China’s “Dynamic COVID-zero” With Western Characteristics

Keeping COVID-19 at bay for most of 2020 and 2021 has been touted by China’s government as a major success story, but if it is to continue adhering to its “dynamic COVID-zero” policy moving forward, Western vaccines and therapeutic drugs may start playing an increasingly prominent role.  

The southern city of Shenzhen has seen patients treated with PAXLOVID

As Shanghai remains under stringent lockdown, China has been turning to imported Western COVID-19 drugs to complement Traditional Chinese Medicine (TCM) therapies as it sticks to its “dynamic COVID-zero” policy and tries to eliminate COVID-19 domestically once again.

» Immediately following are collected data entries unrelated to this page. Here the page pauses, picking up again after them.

PR #586, opened 2022-12-30
Table locking & column preallocation

### LINKED ISSUE #456: [FEA]: Preallocate Dataframe columns needed by post-processing stages

Improvement

Medium

Some of the post-processing stages (add-class & add-scores) need to insert new columns into the Dataframe. The problem is this requires acquiring the gil and introduces a potential race condition.

Since the add-class & add-scores stages know which columns they need to create, they should be able to advertise the names & types of the columns. 

During pipeline build stage, these can be queried, and published to the source stage, so that they can be allocated in the Dataframe prior to emitting into the pipeline.

_No response_

### Additional context

Idea came out of a discussion at the Morpheus meeting as a way to avoid locking in the during pipeline execution.

### Code of Conduct

### LINKED ISSUE #490: [FEA]: DataType & DType should be merged

Improvement

Low (would be nice)

`Dtype` is a subclass of `DataType`. If I recall correctly `DataType` was originally a part of SRF, and `Dtype` is a Morpheus specific subclass of it. 

`DType`'s implementation is in a `.cu` file but the code appears to be all C++ without any cuda code.

Merge the two

_No response_

### Additional context

_No response_

### Code of Conduct

dagardner-nv:
* Builds on changes in #427
* Adds a `PreallocatorMixin` which when added to a stage performs pre-allocation. This should be added to the first stage in a pipeline which emits a DataFrame or MessageMeta in a pipeline.
* Morpheus' TypeId enum exposed to the Python API, allowing stages to define types for columns needing pre-allocation
* `MutableTableInfo` exposed to Python via a context manager to be used in `with` blocks
* `type_util` (`Dtype`) and `type_util_detail` (`DataType`) merged into a new compilation unit `dtype` fixes #490 

fixes #456


morpheus/_lib/include/morpheus/messages/meta.hpp
```diff
@@ -101,6 +99,43 @@ class MessageMeta
...
+    cudf::size_type m_stop{-1};
+    std::vector<std::string> m_column_names;
+};
+
+/****** Python Interface **************************/
+class MutableCtxMgr : public std::enable_shared_from_this<MutableCtxMgr>
+{
+  public:
+    MutableCtxMgr(MutableTableInfo&& table);
+    std::shared_ptr<MutableCtxMgr> enter();
```
mdemoret-nv, line 130: I think we can improve on this object a bit because its a bit clunky. Some ideas:

- `MutableCtxMgr` takes a `MutableTableInfo` in the constructor, meaning the table is already locked before you call `enter()`. `enter()` should be the step that does the actual locking. Instead, if the context manager accepted a `MessageMeta`, then `enter()` could actually lock the table
- `enter()` returning a pointer to itself is also weird. It kind of seems like `enter()` doesnt do much if the table is already locked and we just return a pointer to itself. Instead, we should have another object returned here
- I know there were some issues with using RAII with context managers from python, but I still think we could benefit from using that here. We should internally store an RAII object in the python wrapper. Once that object goes out of scope, it can guarantee that the table is unlocked even if the wrapper is still alive

morpheus/_lib/src/python_modules/messages.cpp
```diff
@@ -110,10 +110,17 @@ PYBIND11_MODULE(messages, m)
...
+    py::class_<MutableCtxMgr, std::shared_ptr<MutableCtxMgr>>(m, "MutableCtxMgr")
+        .def("__enter__", &MutableCtxMgr::enter, py::return_value_policy::reference)
+        .def("__exit__", &MutableCtxMgr::exit)
+        .def_property_readonly("df", &MutableCtxMgr::df_property, py::return_value_policy::reference);
+
     py::class_<MessageMeta, std::shared_ptr<MessageMeta>>(m, "MessageMeta")
         .def(py::init<>(&MessageMetaInterfaceProxy::init_python), py::arg("df"))
         .def_property_readonly("count", &MessageMetaInterfaceProxy::count)
-        .def_property_readonly("df", &MessageMetaInterfaceProxy::get_data_frame, py::return_value_policy::move)
+        .def_property_readonly("df", &MessageMetaInterfaceProxy::df_property, py::return_value_policy::move)
```
mdemoret-nv, line 121: Can we show a deprecation message when this is used? Here is an example in the MRC repo: https://github.com/nv-morpheus/MRC/pull/261/files#diff-443d85d7ff4910fdc3e77cfc71629f85257ff6f21ae0d4f23733504cbf904678R63

morpheus/_lib/src/python_modules/messages.cpp
```diff
@@ -110,10 +110,17 @@ PYBIND11_MODULE(messages, m)
     mrc::node::EdgeConnector<std::shared_ptr<morpheus::MultiResponseProbsMessage>,
                              std::shared_ptr<morpheus::MultiMessage>>::register_converter();
 
+    py::class_<MutableCtxMgr, std::shared_ptr<MutableCtxMgr>>(m, "MutableCtxMgr")
+        .def("__enter__", &MutableCtxMgr::enter, py::return_value_policy::reference)
+        .def("__exit__", &MutableCtxMgr::exit)
+        .def_property_readonly("df", &MutableCtxMgr::df_property, py::return_value_policy::reference);
```
mdemoret-nv, line 116: We should discuss, but I feel like these methods could be put on a different class or return different object. Something like the following would be nice:
```python
with meta.mutable_dataframe() as df:
    df["col"] = 4
```
Where the context manager `__enter__` returns the dataframe object directly.

mdemoret-nv (changes requested):
Completed a quick pass over the new interface. We should discuss some changes regarding the context manager.

morpheus/_lib/include/morpheus/stages/preallocate.hpp
```diff
@@ -0,0 +1,86 @@
...
+template <typename MessageT>
+class PreallocateStage : public mrc::pymrc::PythonNode<std::shared_ptr<MessageT>, std::shared_ptr<MessageT>>
+{
+  public:
+    using base_t = mrc::pymrc::PythonNode<std::shared_ptr<MessageT>, std::shared_ptr<MessageT>>;
+    using typename base_t::sink_type_t;
+    using typename base_t::source_type_t;
+    using typename base_t::subscribe_fn_t;
+
+    PreallocateStage(const std::vector<std::tuple<std::string, TypeId>>& needed_columns);
```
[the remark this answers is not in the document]
dagardner-nv: The reason why I went with a `vector` was primarily for three reasons:
1) To preserve the ordering in which they were collected. 
2) We only ever iterate over the container from start to finish, and we don't perform any look-ups.
3) The existing `insert_missing_columns` & `insert_columns` methods used a vector.

morpheus/_lib/src/python_modules/messages.cpp
dagardner-nv: We do have a deprecation warning in `meta.cpp`:
```
pybind11::object MessageMetaInterfaceProxy::df_property(MessageMeta& self)
{
    PyErr_WarnEx(
        PyExc_DeprecationWarning,
        "Warning the df property returns a copy, please use the copy_dataframe method or the mutable_dataframe "
        "context manager to modify the DataFrame in-place instead.",
        1);

    return MessageMetaInterfaceProxy::get_data_frame(self);
}
```

morpheus/_lib/include/morpheus/messages/meta.hpp
dagardner-nv: I thought about making some sort of wrapped object that looks/acts like a dataframe, but instead proxies calls to the actual dataframe something like:
```
WrappedDF():
    _df
    _ctx
    
    def __call__(self, *a, **k):
        if not self._ctx.locked:
            raise RuntimeError
        else:
            # call _df
```

The problem would be anyone who needed to call some third-party lib that expected a real proper cudf dataframe and might throw an exception on our wrapped work-alike class.

mdemoret-nv (approved):
LGTM but lets target this for 23.03

mdemoret-nv (approved):
Lets get this in early in the cycle.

One such imported drug is Pfizer’s PAXLOVID, which was granted clinical use approval from Chinese medicine regulators on February 11.

Approximately 21,000 boxes of the drug arrived in China via Shanghai on March 17, with those distributed to areas of the country currently facing the most alarming outbreaks.

In a statement to the Chinese media outlet Health Times, Liu Lei, director of China’s National Clinical Research Center for Infectious Diseases, said PAXLOVID had already been used at a Shenzhen hospital to treat 20 patients.

“…reduced patients’ viral loads significantly and shortened discharge times to between five and seven days.”

Shenzhen, a southern Chinese tech hub with a population of 13 million, was earlier under its own week-long lockdown after cases there spiked, with restrictions easing on March 17.

According to Liu, the drug “reduced patients’ viral loads significantly and shortened discharge times to between five and seven days.”

The introduction of the Pfizer medication marks a stark departure from China’s long-held strategy throughout the pandemic of relying predominantly on locally-developed vaccines and drug therapies to ward off the virus.

At the same time, the country’s approach to vaccines may also be shifting slightly, as China’s CanSino Biologics Inc. announced earlier this week that its mRNA COVID-19 vaccine had been granted approval for clinical trials by national regulators.

Also, in an official government release in Shanghai on March 29, support for the importation of non-Chinese vaccines was noted, suggesting mRNA vaccines could be used as booster shots in the future.

Though vaccination rates are high in China, with 3.2 billion doses having been administered as of April 5, according to official Chinese statistics, the vast majority of vaccines utilized so far have been of the inactivated kind, which may not offer sufficient protection against the Omicron BA.2 sub-variant.

But, despite mainly asymptomatic or mild cases being recorded in China recently, it appears the “dynamic COVID-zero” approach is set to remain in place for some time yet.

1,540 symptomatic COVID-19 cases were reported countrywide on April 7, while 22,648 asymptomatic cases were announced, according to government statistics.